Typhoons. They're big, they're bad, and they're here.
Wikipedia defines typhoons as "mature tropical cyclones." They tend to appear in the Northwest Pacific Ocean. Typhoons form throughout the year, although the summer and fall months are the heaviest months of the year; in 2004 there were as many as 13 typhoons, although not specifically in Japan. However, Japan does experience a great deal of them. The area where Japan lies accounts for a third of all annual tropical cyclone activity. In fact, The Japan Meteorological Agency is tasked with the responsibility of issuing typhoon warnings to the entirety of the Western Pacific for the last twenty years.

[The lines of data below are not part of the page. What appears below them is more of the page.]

PR #362, opened 2020-06-04
Fix typo and clarify wording

john-light:
- "successfuly" -> "successfully"
- Added "and revealed" so that jurors have an explicit acknowledgement that the reveal step worked properly
- Change "majority" to "plurality", because Aragon Court rulings are based on plurality rule, not majority rule.

### DIFF
--- a/src/components/Disputes/DisputeActions.js
+++ b/src/components/Disputes/DisputeActions.js
@@ -282,7 +282,7 @@ const useInfoAttributes = ({
 
     // Juror has voted and reveal period hasn't ended
     return {
-      title: 'Your vote was cast successfuly.',
+      title: 'Your vote was cast and revealed successfully.',
       paragraph: (
         <VoteInfo
           commitmentDate={jurorDraft.commitmentDate}
--- a/src/components/Disputes/DisputeActions.js
+++ b/src/components/Disputes/DisputeActions.js
@@ -282,7 +282,9 @@ const useInfoAttributes = ({
 
     // Juror has voted and reveal period hasn't ended
     return {
-      title: 'Your vote was cast and revealed successfully.',
+      title: `Your vote was cast ${
+        jurorDraft.outcome ? 'and revealed' : ''
+      } successfully.`,
       paragraph: (
         <VoteInfo
           commitmentDate={jurorDraft.commitmentDate}
--- a/src/components/Disputes/DisputeActions.js
+++ b/src/components/Disputes/DisputeActions.js
@@ -239,7 +239,7 @@ const useInfoAttributes = ({
       }
 
       // Juror has revealed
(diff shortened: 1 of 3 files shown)


src/components/Disputes/DisputeActions.js
```diff
@@ -282,7 +282,7 @@ const useInfoAttributes = ({
 
     // Juror has voted and reveal period hasn't ended
     return {
-      title: 'Your vote was cast successfuly.',
+      title: 'Your vote was cast and revealed successfully.',
```
sohkai, line 285: Not sure, but I think at this point the juror might not have revealed yet?

src/components/Onboarding/content.js
```diff
@@ -104,8 +104,8 @@ highlights.rinkeby = [
       small: null,
       large: (
         <span>
-          When you vote in favor of the majority ruling, you will be rewarded
-          with arbitration fees. Just note that these rewards will be awarded in
+          When you vote in favor of the plurality ruling, you will be rewarded
```
sohkai, line 107: I'm not opposed to it, but we've used "majority" in quite a few places to describe this mechanism.

And while I agree "plurality" is the technically more correct term, it's also less familiar to non-English speakers.

src/components/Disputes/DisputeActions.js
fabriziovigevani: Yeah we should show this last part conditionally based on `jurorDraft.outcome`. 
I can push the change, want to check also if the length of the text wouldn't make it look weird. I think is short enough but just in case.

src/components/Onboarding/content.js
john-light: > I'm not opposed to it, but we've used "majority" in quite a few places to describe this mechanism.

I already removed this term from all of the help.aragon.org documentation (e.g. [this section](https://help.aragon.org/article/41-aragon-court#plurality)) because it is not correct. It was a mistake to ever describe Aragon Court as a majority-rule system. This PR also fixes the terminology throughout the Dashboard.

> And while I agree "plurality" is the technically more correct term, it's also less familiar to non-English speakers.

The other equally-accurate term would be to say "relative majority", which I decided against because 1) most people would also have to look up what that means, and 2) it's two words and that takes up more space and feels awkward to write over and over again: 

> Aragon Court is a _relative majority-rule_ system.... You have ruled with the _relative majority_... Make sure to vote the way that you believe the _relative majority_ of jurors will vote...

vs

> Aragon Court is a plurality-rule_ system.... You have ruled with the _plurality_... Make sure to vote the way that you believe the _plurality_ of jurors will vote...

src/components/Disputes/DisputeActions.js
fabriziovigevani: Just pushed this last bit.

PR #364, opened 2020-06-05
Tasks: Use court clock

### LINKED ISSUE #319: "Status" column seems redundant
Noticed that the Status column says "due in 2 days" while the due date column is right next to it and also says 1 day and 7 hours... contradictory no?

It also seems that the Status column only has two states: "open" and not visible at all, because the task has been done or is past due.

Proposal: I think the Status column here is redundant and probably unnecessary. The due date already has its own column, and if a task is "open" we can just show it on this tab, and if it's not open then we don't show it on this tab, so there is no need for a new column just to say that the task is "open".

Please correct me if I am wrong about anything here :) 

https://court.aragon.org/tasks

Screenshot_2020-05-12 Aragon Court Dashboard(1)

fabriziovigevani:
closes #319 

- Removes redundant status from task table
- Uses court clock for updating tasks

While removing the redundant status, realized that we forgot to update the usage of the clock by tasks as well when implementing https://github.com/aragon/court-dashboard/pull/338 😅

### DIFF
--- a/src/hooks/subscription-hooks.js
+++ b/src/hooks/subscription-hooks.js
@@ -23,7 +23,10 @@ import { bigNum } from '../lib/math-utils'
 import { dayjs } from '../utils/date-utils'
 import { groupMovements } from '../utils/anj-movement-utils'
 import { transformAppealDataAttributes } from '../utils/appeal-utils'
-import { transformDisputeDataAttributes } from '../utils/dispute-utils'
+import {
+  transformRoundDataAttributes,
+  transformDisputeDataAttributes,
+} from '../utils/dispute-utils'
 import { transformJurorDataAttributes } from '../utils/juror-draft-utils'
 import { transformClaimedFeesDataAttributes } from '../utils/subscription-utils'
 import {
@@ -330,7 +333,8 @@ export function useTasksSubscription() {
     variables: subscriptionVariables,
   })
 
-  const tasks = data?.adjudicationRounds || null
+  const tasks =
+    data?.adjudicationRounds.map(transformRoundDataAttributes) || null
 
   return { tasks, fetching: !data && !error, error }
 }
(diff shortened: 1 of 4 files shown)


src/hooks/useTasks.js
```diff
@@ -52,23 +57,26 @@ function useOpenTasks(tasks, now, courtSettings) {
...
+        currentPhase !== DisputePhase.AppealRuling &&
+        currentPhase !== DisputePhase.ConfirmAppeal
       ) {
         for (let j = 0; j < incompleteTasks[i].jurors.length; j++) {
           if (isVotingTaskOpen(incompleteTasks[i].jurors[j], currentPhase)) {
             openTasks.push({
               number: incompleteTasks[i].number,
               state: incompleteTasks[i].state,
-              createdAt: parseInt(incompleteTasks[i].createdAt, 10) * 1000,
+              createdAt: incompleteTasks[i].createdAt,
```
sohkai, line 74: Just wanted to sanity check that this was correct, since it didn't look like we changed `createdAt` in this PR.

Was this changed previously and we just forgot to update it here?

src/hooks/subscription-hooks.js
```diff
@@ -330,7 +333,8 @@ export function useTasksSubscription() {
     variables: subscriptionVariables,
   })
 
-  const tasks = data?.adjudicationRounds || null
+  const tasks =
+    data?.adjudicationRounds.map(transformRoundDataAttributes) || null
```
fabriziovigevani, line 337: See that we use the same round data transformations as we do for disputes.

src/hooks/useTasks.js
fabriziovigevani: Ah yeah i moved the tasks data transformation to the `subscription-hooks https://github.com/aragon/court-dashboard/pull/364/files#r436175026

src/hooks/subscription-hooks.js
sohkai: Ah gotcha, this wasn't being transformed before at all?

fabriziovigevani: No it wasn't.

As I speak, around 5:30pm Tokyo Time, The Japan Meteorological Agency has issued a typhoon warning for Kanto, Tohoku and part of Hokkaido, three major geographical regions of Japan. I expect there will be some flooding, although nowhere near where I live, fortunately. My own village, H--, is characterized as suffering from "Heavy Rain, Storm, Flood, Thunderstorm, and Dense Fog." However, these are general terms since the meteorologists cannot individually check every village, town and city in Japan. In fact, what H-- is experiencing right now is simply heavy rain. If you click the previous link, you'll see that all of Fukushima is described using the exact same five terms.
By tomorrow, the typhoon will have moved outside the scope of Japan and northeast, toward (if I'm correct in my geography) the Sea of Okhotsk. They canceled school early today, but hopefully I won't have any problems navigating the waterlogged streets of my village tomorrow morning.